═══ THE RECORDS ═══

PR #1148, opened 2026-08-13
Allow empty categories input in task settings

AlexandreDoneux:
In the task settings, removing all categories from a task would not work because it would reject empty tags strings. I removed that restriction and made sure `Categories.get_values()` does not return those empty strings. The problem is those empty strings still show up in the `course.yaml`.

Changing the `parse_tasks_config()` method to allow updating the configuration could fix that but it causes multiple issues in other places. Would you like me to address those or do you think having empty string tags in the course.yaml is acceptable.

### DIFF
--- a/inginious/frontend/templates/course_admin/task_dispensers/config_items/categories.html
+++ b/inginious/frontend/templates/course_admin/task_dispensers/config_items/categories.html
@@ -31,7 +31,7 @@
 
         tasks.each(function () {
             var taskid = $(this).data("taskid");
-            dispenser_config[taskid]["categories"] = value.split(",");
+            dispenser_config[taskid]["categories"] = value.split(",").filter(item => item !== "");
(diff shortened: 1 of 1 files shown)


inginious/frontend/task_dispensers/util.py
```diff
@@ -148,7 +148,7 @@ def get_name(cls):
     def get_value(cls, task_config):
         categories = task_config.get(cls.get_id(), cls.default)
         if "" in categories:
-            raise InvalidTocException("All categories must have a name but are :" + str(categories))
+            categories = [category for category in categories if category != ""]
```
anthonygego: This method is called on the raw data. It is nice to prevent users from writing bad YAML files.

The fix should be done earlier, probably in https://github.com/INGInious/INGInious/blob/main/inginious/frontend/templates/course_admin/task_dispensers/config_items/categories.html 

There is no reason the task settings form produce the wrong format.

═══

** WORK ITEM **
Tally the lines of the records holding the word "split", then give only the resulting number.

** ANSWER SPACE **
2